Skip to content

HorseSQL: A plan-to-HorseIR Translator

Overview

When a query is processed, it is first translated to an optimized execution plan (short as "plan") by a database plan optimizer. Later, the plan can be used directly in an interpreter-based or compiler-based system.

We take the plan as the input for our system as database research has done solid optimizations for database queries in the past decades. Therefore, we only need a translator to bridge the gap between a database plan and our HorseIR language.

To make sure the step of translation is correct and accurate, we adopt the data model of in-memory column store so that a column data can be presented as a simple vector in HorseIR. Moreover, HorseIR supports list type to store compound data with various types in order to handle mixed data types after database operations, such as the groupby operation.

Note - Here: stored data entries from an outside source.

PR #167, opened 2020-10-02
Add customisable dry run field name

martin308:
Allows customizable dry run field name and updates the default to reference refinery and not samproxy

### DIFF
--- a/rules.toml
+++ b/rules.toml
@@ -6,7 +6,7 @@
 # and sends all traces regardless
 # DryRun = false
 
-# DryRunFieldName - the key to add to use to add to event data when using DryRun mode above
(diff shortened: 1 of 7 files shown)


rules.toml
```diff
@@ -6,6 +6,9 @@
 # and sends all traces regardless
 # DryRun = false
 
+# DryRunFieldName - the key to add to use to add to event data when using DryRun mode above
```
asdvalenzuela, line 9:
```suggestion
# DryRunFieldName - the key to add to use to add to event data when using DryRun mode above, defaults to refinery_kept
```

asdvalenzuela (approved):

In our design, we provide two front-ends from SQL to HorseIR due to two different database systems, i.e. HyPer and MonetDB. Both systems have relatively distinct features on their own that makes it impossible to have a general solution. Therefore, we decide to support both database systems: (1) HyPer's translator is mainly for standard queries; and (2) MonetDB's translator is mainly for standard queries and UDFs.

It should be noted that the HyPer's plan has a clean format in JSON with annotations in details, while the MonetDB's plan is in a plain format with little annotations. To reduce the level of difficulty to understand MonetDB's plan, we transform a MonetDB's plan to a JSON object (different from HyPer's) as an intermediate layer before generating HorseIR code.